What Is Precision Agriculture?
Precision agriculture is a farming management concept based on observing, measuring and responding to inter- and intra-field variability in crops.
The goal of precision agriculture is to more efficiently apply a farm’s limited resources to gain maximum yield. A primary method for doing that is to minimize variability of crop health within and across fields. To learn more about precision agriculture, read this excellent overview published by The Economist.
Due to its nature, precision agriculture requires a LOT of data to work. The three main types of data include:
- geo-tagged images: visible and multi-spectral aerial images taken of fields, over time; this is where drones play
- equipment data: real time feedback & logs provided by sensor-equipped manned and unmanned equipment such as seeders, spreaders, tractors and combines
- management data: crop yield and other data provided by farm operators
Where Do Drones Fit in Precision Agriculture?

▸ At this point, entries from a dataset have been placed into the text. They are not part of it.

PR #200, opened 2020-01-17
Commenting on semantic-build-versioning.gradle file

andrewchoi5:
Commenting on semantic-build-versioning.gradle file
Signed-off-by: Andrew Choi <andchoi@linkedin.com>

### DIFF
--- a/semantic-build-versioning.gradle
+++ b/semantic-build-versioning.gradle
@@ -1,0 +1,6 @@
+
+/*
+ This file needs to be in place in order for plugin which versions jars to work correctly.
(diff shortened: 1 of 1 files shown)


smccauliff:
This file needs to be there in order for plugin which versions jars to work correctly.  Maybe just add a comment to this file saying it's needed for that plugin to function correctly.  The plugin name can be found in settings.gradle file.

smccauliff:
Perhaps something like this would be better:

/* This is used by vivin:gradle-semantic-build-versioning plugin to generate versioned jar files. */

Drones are really just a new, high-precision way to obtain geo-tagged images from the air. Compared with other aerial survey methods, drones generate more precise and more frequent data about the condition of crops. This data is used in many ways to improve the performance of a farm’s operation.
For surveying fields of less than 50 hectares in size, drones are cheaper than manned aircraft surveillance, manned scouting and satellite imaging.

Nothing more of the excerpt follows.